A 63-year-old Swedish woman named Britt-Marie (Pernilla August) stands at the window. But she isn’t enjoying the view. She is looking at the glass, not the landscape. What she is concerned with is dirt, more specifically eradicating it from any part of her immaculate home. What matters to Britt-Marie is habit, routine, and order. She likes lists. She likes to make sure her silverware drawer is meticulously organized. A friend who once offered to help in the kitchen put the knives and forks in the wrong order and was never invited again. “A presentable home tells everything about you,” she assures us. She is right, but perhaps she is not listening to what her spotless, monochromatic house says about her.
Doing the laundry, making dinner, knowing what to expect are what make Britt-Marie feel safe. As a young girl, she dreamed of going to Paris with her free-spirited sister. But now she finds travel stressful. When her husband’s business takes him out of town, she stays home. When he is at home, he watches football (soccer). She has no interest in sports and would rather keep the house tidy, usually with her favorite cleanser. “I’ve never in my life felt the urge to kick something,” she says. “Baking soda solves more of the world’s problems than football.”
It depends on what you mean by problems. Baking soda can get out stains, but it cannot protect Britt-Marie from wrenching disappointment when she is confronted with her husband’s affair. She leaves him and takes the only job she is offered: a temporary position as a youth leader at a soon-to-be-closed recreation center in Borg, a remote and struggling small town. The job includes coaching a soccer team of 10-year-olds. Britt-Marie does not know anything about soccer, coaching, or children. But she does know about cleaning, and the rec center is a mess, covered with graffiti on the outside and filled with grime and clutter on the inside. That gives her a place to start.
“Britt-Marie Was Here” is based on a novel by Fredrik Backman (A Man Called Ove), whose themes often include cranky people who isolate themselves and community sports that bring people together. Thankfully, he and director Tuva Novotny keep the characters astringent and his tone wry, so it never gets cuddly or cloying.
Britt-Marie is so stoic for much of the film that we are not sure she really understands what is happening to her. Does she realize, in accepting a job as a coach, that people will expect her to know something about the game? Or that telling 10-year-olds to clean up the glass from a window smashed by their soccer ball might not be a great idea? Or that moving to a new town where she does not know anyone will mean that she has to find a place to live? But she finds a handyman to fix the window and Sven (Anders Mossling), a warm-hearted policeman, suggests that the visually impaired daughter of the former coach — a former soccer player herself — might have a room available. She also learns that there is a difference between “scrawling” marks on a wall and graffiti. One of the kids on the team explains that scrawling is just making marks, but graffiti shows that you exist. It is not dirt to be attacked with baking soda; it is a statement. She sees that sports can have lessons about feeling like part of a team and about being inspired to turn things around when you are behind.

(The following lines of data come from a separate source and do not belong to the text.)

PR #298, opened 2022-05-02
Add namespace to ERC165

andrew-fleming:
This PR adds namespace to ERC165 and updates all contracts and libraries accordingly.


martriay (approved):
so straightforward

image

PR #299, opened 2022-05-03
dockerized testing

koloz193:
Added a makefile and dockerfile to compile and run tests in a container since the m1 has problems with venv and libraries (this also is a work around since python3.10 broke some stuff).


martriay:
Hey @koloz193, thanks for doing this! Although I'm not sure how I feel about adding a bunch of new files which might be useful for a subset of the contributors. Given the security nature of the library I'd rather be more conservative about its contents.

What do you think about transforming these files into a brief section in the README for M1 users to add these files to the project manually?

koloz193:
Sure, the dockerfile is also really short so I think having it in the readme works. Let me update this

martriay (approved):

martriay:
Thanks!

PR #300, opened 2022-05-04
Add namespace to Upgrades

andrew-fleming:
This PR integrates namespace to the Upgrades library, Proxy contract, and mock proxy contracts. This PR also proposes to reorganize the Proxy methods. Finally, this PR proposes to update the Proxy docs with the changes.

### DIFF
--- a/src/openzeppelin/token/erc20/ERC20_Upgradeable.cairo
+++ b/src/openzeppelin/token/erc20/ERC20_Upgradeable.cairo
@@ -31,7 +31,7 @@ func initializer{
     ):
     ERC20.constructor(name, symbol, decimals)
     ERC20._mint(recipient, initial_supply)
-    Proxy.initializer(proxy_admin)
+    Proxy.constructor(proxy_admin)
     return ()
 end
 
@@ -41,8 +41,8 @@ func upgrade{
         pedersen_ptr: HashBuiltin*,
         range_check_ptr
     }(new_implementation: felt):
-    Proxy._only_admin()
-    Proxy.set_implementation(new_implementation)
+    Proxy.assert_only_admin()
+    Proxy._set_implementation(new_implementation)
     return ()
 end
 
--- a/src/openzeppelin/token/erc20/ERC20_Upgradeable.cairo
+++ b/src/openzeppelin/token/erc20/ERC20_Upgradeable.cairo
@@ -10,11 +10,7 @@ from starkware.cairo.common.uint256 import Uint256
 
 from openzeppelin.token.erc20.library import ERC20
 
-from openzeppelin.upgrades.library import (
-    Proxy_initializer,
-    Proxy_only_admin,
-    Proxy_set_implementation
-)
+from openzeppelin.upgrades.library import Proxy
 
 #
 # Initializer
@@ -35,7 +31,7 @@ func initializer{
     ):
     ERC20.constructor(name, symbol, decimals)
     ERC20._mint(recipient, initial_supply)
-    Proxy_initializer(proxy_admin)
+    Proxy.initializer(proxy_admin)
     return ()
 end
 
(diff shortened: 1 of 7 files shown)


src/openzeppelin/token/erc20/ERC20_Upgradeable.cairo
```diff
@@ -45,8 +41,8 @@ func upgrade{
         pedersen_ptr: HashBuiltin*,
         range_check_ptr
     }(new_implementation: felt):
-    Proxy_only_admin()
-    Proxy_set_implementation(new_implementation)
+    Proxy._only_admin()
+    Proxy.set_implementation(new_implementation)
```
martriay, line 45: since it's up to the devs to protect the `set_implementation` function, shouldn't we signal this by making it a [type `B` function](https://github.com/OpenZeppelin/cairo-contracts/discussions/267) aka a building block/not meant to be exported as-is, and name it `_set_implementation`?

src/openzeppelin/upgrades/library.cairo
```diff
@@ -35,83 +35,91 @@ end
...
-    let (initialized) = Proxy_initialized.read()
-    with_attr error_message("Proxy: contract already initialized"):
-        assert initialized = FALSE
+namespace Proxy:
+
+    #
+    # Initializer
+    #
+
+    func initializer{
```
martriay, line 44: I think we should call it `constructor` like the rest of the libraries, no? Or at least open yet another discussion :p

src/openzeppelin/upgrades/library.cairo
```diff
@@ -35,83 +35,91 @@ end
...
+    end
 
-#
-# Setters
-#
+    #
+    # Guards
+    #
+
+    func _only_admin{
```
martriay, line 112: what do you think of prepending guard-like functions with `assert_`? like `assert_only_admin`. I think it's pretty clear what it does, and it would be consistent across the language and with other codebases.

martriay (changes requested):
Looks very good!

src/openzeppelin/token/erc20/ERC20_Upgradeable.cairo
martriay: otoh this is going to happen a lot (libraries with many `B` functions), I'm doubtful now

src/openzeppelin/upgrades/library.cairo
andrew-fleming: Haha so many discussions! Yeah, using `constructor` is probably best. I was thinking this was a special case, but it really operates in the same way the other constructor/initializers do

src/openzeppelin/upgrades/library.cairo
andrew-fleming: I was actually thinking that the guard functions look a little naked when they're used. Prepending with `assert_` is a really good idea

src/openzeppelin/token/erc20/ERC20_Upgradeable.cairo
andrew-fleming: Hmm I'm actually in favor of that, but yes, it definitely is going to happen a lot. I'll update using the `type B` syntax. If there's objections after seeing it, we can discuss/reassess further

src/openzeppelin/upgrades/library.cairo
andrew-fleming: In the latest [commits](https://github.com/OpenZeppelin/cairo-contracts/pull/300/commits/69681249040a98e07369619c16ef797cb4152e47), the Proxy library's `initializer` is changed to `constructor`, but I kept the `initializer` function name in the implementation contracts. My thought process is to ensure users don't think to use `initializer` in the decorated `@constructor`. See example [here](https://github.com/andrew-fleming/cairo-contracts/blob/namespace-upgrades/src/openzeppelin/token/erc20/ERC20_Upgradeable.cairo#L19-L36). Since it must be invoked after deployment, I think `initializer` is more appropriate

martriay: Sounds good

martriay (approved):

Sometimes soccer is better than baking soda.
August is especially good in Britt-Marie’s interactions with the Borgians, from the jack-of-all trades who runs the local store to the young man who wanted the coaching job to the city councilman who wants to close the rec center, even though his son is on the team. August shows us Britt-Marie listening thoughtfully, each new encounter filed away for her to consider and use when the time is right. We see how the light begins to turn on behind Britt-Marie’s eyes as she stops trying so hard to maintain control. She does keep up with her lists, though.
We begin to realize that Britt-Marie has understood more than she lets others around her know. Her matter-of-fact responses to the ragtag kids on the team give her an aura of unpretentious authenticity they respond to. And Sven sees a warmth in her that she forgot she had. She finds herself confiding in him. “My husband said I had no imagination. You need a vivid imagination to pretend that you don’t know what’s been going on for years.” In Borg, instead of using her imagination to hide from reality, she learns to imagine a better life for herself, and then make it a reality.